Stored data entries:
◆ ◆ ◆ ◆ ◆

PR #1632, opened 2021-06-11
Fix v1 build

carolynvs:
This fixes a bunch of small problems that snuck into the v1 build:
* The v1 integration tests were broken because they weren't compiling after a struct was renamed. I have updated test-unit so that it compiles (doesn't run) the integration tests so that we catch that problem quickly in a PR next time.
* Remove unused target verify
* Move test-unit into mage
* The new cnab-go validation was validating things that it shouldn't (https://github.com/cnabio/cnab-go/pull/262)
* I see dead people but not typos
* Do not use the branch name for the permalink when building pull requests, just use "dev"

### DIFF
--- a/CONTRIBUTING.md
+++ b/CONTRIBUTING.md
@@ -109,7 +109,7 @@ example output
 We recommend running the following every time:
 
 ```
-make verify build test-unit
+make build test-unit
 ```
 
 If your test modified anything related to running a bundle, also run:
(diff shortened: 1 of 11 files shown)


carolynvs:
Since I was able to merge that cnab-go PR for validation, I'll do one more change to bump cnab-go to use the official repo instead of the fork I created while testing this PR.

vdice (approved):
🚀

PR #1639, opened 2021-06-14
Do not resolve prerelease versions with latest

carolynvs:
# What does this change
* Now that we will have prerelease versions of the exec mixin available, porter mixin install exec is failing, because it's resolving the mixin @ v1-canary. Latest should resolve to the most recent _stable_ version available, which excludes the -canary entries.
* I also fixed the sorting of the entries in atom.xml so that when two binaries have the same timestamp, they sort consistently by name and version.
* Fixed LoadMetadata typo
* Fixed appending the .exe file extension during cross compilation.

# What issue does it fix
As soon as I published the exec mixin with v1-canary, it broke anyone who ran `porter mixins install exec --version latest`. The workaround is to pick a specific version until a new release is cut with this fix.

# Notes for the reviewer
N/A

# Checklist
- [x] Unit Tests
- [ ] Documentation
- [ ] Schema (porter.yaml)

### DIFF
--- a/mage/git.go
+++ b/mage/git.go
@@ -31,8 +31,8 @@ type GitMetadata struct {
 	IsTaggedRelease bool
 }
 
-// LoadMetadatda populates the status of the current working copy: current version, tag and permalink
-func LoadMetadatda() GitMetadata {
+// LoadMetadata populates the status of the current working copy: current version, tag and permalink
+func LoadMetadata() GitMetadata {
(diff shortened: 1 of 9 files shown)


vdice (approved):

carolynvs:
@vdice I updated the PR to include the typeo fix for `LoadMetadata` after your review.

◆ ◆ ◆ ◆ ◆

__Task prompt__. Lines to set down from above: the line with "--- a/CONTRIBUTING.md", the line with "the -canary entries.", and every line between, each exactly as written.

__Result__.
--- a/CONTRIBUTING.md
+++ b/CONTRIBUTING.md
@@ -109,7 +109,7 @@ example output
 We recommend running the following every time:
 
 ```
-make verify build test-unit
+make build test-unit
 ```
 
 If your test modified anything related to running a bundle, also run:
(diff shortened: 1 of 11 files shown)


carolynvs:
Since I was able to merge that cnab-go PR for validation, I'll do one more change to bump cnab-go to use the official repo instead of the fork I created while testing this PR.

vdice (approved):
🚀

PR #1639, opened 2021-06-14
Do not resolve prerelease versions with latest

carolynvs:
# What does this change
* Now that we will have prerelease versions of the exec mixin available, porter mixin install exec is failing, because it's resolving the mixin @ v1-canary. Latest should resolve to the most recent _stable_ version available, which excludes the -canary entries.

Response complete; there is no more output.